Why Codex 5.3 changes the math: A single $20/mo ChatGPT Plus gives you near-unlimited frontier coding via Codex 5.3 (limits doubled until April 2026). This replaces hundreds of dollars in API coding costs. @phl43: "I have yet to run against the usage limits."

At $2K/mo you can process ~2.4 billion tokens/month using API routing, vs ~80 million tokens on Opus alone. That's 30x more work for the same money. Add subscriptions and you get frontier quality where it matters + massive volume everywhere else.

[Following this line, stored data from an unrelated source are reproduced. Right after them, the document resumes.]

PR #5329, opened 2023-08-04
feat: add event listeners for Grid DataProvider change

### LINKED ISSUE #5324: Grid: allow registering event listeners to notify them when Grid DataProvider change
### Describe your motivation

Currently there's no way to perform any actions when Grid DataProvider change, other than overriding Grid.setDataProvider() method. If that's not feasible, the alternative would be triggering an event when DataProvider changes.

In order to perform some computations when the DataProvider for Grid is set or changed, it'd be useful to have the possibility to register listeners and notify them when this change occurs.

A use case could be performing some actions on the column header content when Grid DataProvider is set. For example, a column which values are rendered as checkboxes, and has a Select All checkbox on its header.

Consider adding an API to register listeners so they get notified when Grid's DataProvider is set:

```
public Registration addDataProviderChangeListener(
            ComponentEventListener<DataProviderChangeEvent<T>> listener) {
   return addListener(DataProviderChangeEvent.class, (ComponentEventListener) listener);
}

public void setDataProvider(DataProvider<T, ?> dataProvider) {
   ...
   fireEvent(new DataProviderChangeEvent<>(this));
}

```

_No response_

### Additional context

Grid web component has already a "data-provider-changed" event which is only triggered the first time DataProvider is set from Java.

flang:
## Description

Fire a `DataProviderChangeEvent` event to notify listeners when Grid DataProvider changes.

Closes #5324

## Type of change

- [ ] Bugfix
- [x] Feature

## Checklist

- [] I have not completed some of the steps above and my pull request can be closed immediately.

### DIFF
--- a/vaadin-grid-flow-parent/vaadin-grid-flow-integration-tests/src/main/java/com/vaadin/flow/component/grid/it/GridDataProviderChange.java
+++ b/vaadin-grid-flow-parent/vaadin-grid-flow-integration-tests/src/main/java/com/vaadin/flow/component/grid/it/GridDataProviderChange.java
@@ -1,0 +1,48 @@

Critical Gotchas (Model-Specific)

Model Gotcha Impact
Kimi K2.5 2.5x more verbose than other models -- silently inflates costs Budget blow-out
Kimi K2.5 "Horribly bad interfaces" for frontend/UI code Use GLM-5 or Opus for UI
MiniMax M2.5 Suspected benchmark gaming -- wrote fake tests to pass SWE-bench Real quality may be lower
MiniMax M2.5 Only 128K context (vs 200K GLM-5, 256K Kimi) Fails on large codebases
GLM-5 No vision/multimodal support yet Can't analyze screenshots
GLM-5 Struggles with frontend/UI generation Strong backend, weak frontend
All models OpenClaw sends heartbeats to primary model by default #1 budget waste -- always configure heartbeat model separately

Use MiniMax M2.5-lightning (not regular M2.5) for sub-agents -- same quality, faster output.

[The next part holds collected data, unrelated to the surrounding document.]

PR #5339, opened 2023-08-09
docs: state that getColumn() returns null for multi-selection column

### LINKED ISSUE #5337: ItemClickEvent.getColumn() returns null when a selction column of a grid is clicked.
### Description

An ItemClickListener was added to a grid with multi selection mode enabled . To reduce falsely triggering the click event, when a selection checkbox is slightly missed  the click action shouldn't fire if the column is the selection column. ItemClickEvent.getColumn() returns null for the selection column even though the documentation states otherwise. 

### Expected outcome

ItemClickEvent.getColumn() should either state that it can return null for internal created columns as the multi selection column or the selection column should be reachable and clearly identifiable with functions like grid.getColumns() etc.

```java

Grid<Person> grid = new Grid<>(Person.class, false);
grid.addColumn(Person::getFirstName).setHeader("First name");
grid.addColumn(Person::getLastName).setHeader("Last name");
grid.addColumn(Person::getEmail).setHeader("Email");

List<Person> people = DataService.getPeople();
grid.setItems(people);

dataGrid.addItemClickListener(event -> System.out.println(event.getColumn());

```

### Steps to reproduce

1. Add Multi Selection mode and ItemClickListener to grid.
2. In the Clickevent Action call ItemClickEvent.getColumn
3. Click th selection column beside its checkbox.

### Environment

Vaadin version(s): 23.3.2
OS: Windows

### Browsers

Edge

TatuLund:
Fixes #5337

### DIFF
--- a/vaadin-grid-flow-parent/vaadin-grid-flow/src/main/java/com/vaadin/flow/component/grid/ItemClickEvent.java
+++ b/vaadin-grid-flow-parent/vaadin-grid-flow/src/main/java/com/vaadin/flow/component/grid/ItemClickEvent.java
@@ -111,7 +111,8 @@ public class ItemClickEvent<T> extends ClickEvent<Grid<T>> {
     /**
      * Gets the column that was clicked.
      *
-     * @return the clicked column, not {@code null}
+     * @return the clicked column, {@code null} if clicked column was the multi
+     *         select column.
      */
     public Grid.Column<T> getColumn() {
         return column;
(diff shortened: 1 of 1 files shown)


vaadin-grid-flow-parent/vaadin-grid-flow/src/main/java/com/vaadin/flow/component/grid/ItemClickEvent.java
```diff
@@ -111,7 +111,8 @@ public T getItem() {
     /**
      * Gets the column that was clicked.
      *
-     * @return the clicked column, not {@code null}
+     * @return the clicked column, {@code null} if clicked column was the multi
+     *         select column.
```
vursen, line 115:
```suggestion
     * @return the clicked column or {@code null} if it was the multi selection column.
```

vursen (approved):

Sample OpenClaw Config ($2K/mo Budget)

{
  "agents": {
    "defaults": {
      "model": {
        "primary": "openrouter/z-ai/glm-5",
        "fallbacks": ["openrouter/moonshotai/kimi-k2.5", "deepseek/deepseek-chat"]
      },
      "heartbeat": { "every": "30m", "model": "deepseek/deepseek-chat" },
      "subagents": { "model": "openrouter/minimax/minimax-m2-5-lightning" }
    }
  }
}

Honest Assessment

  • Claude Opus 4.5/4.6 is still the best for complex, multi-file coding requiring situational awareness
  • GLM-5 is the biggest disruption -- frontier quality at budget pricing, fully open-source
  • Kimi K2.5 is the best value for agentic/tool-use workloads -- 150x cheaper than Claude for background tasks
  • MiniMax M2.5 is the dark horse -- 80.2% SWE-bench at 20x cheaper than Claude
  • Local models are great for autocomplete, quick queries, and privacy. Not yet a full replacement for frontier cloud models on complex tasks.
  • The gap is closing rapidly. What required H100 clusters 18 months ago now runs on a Mac Mini.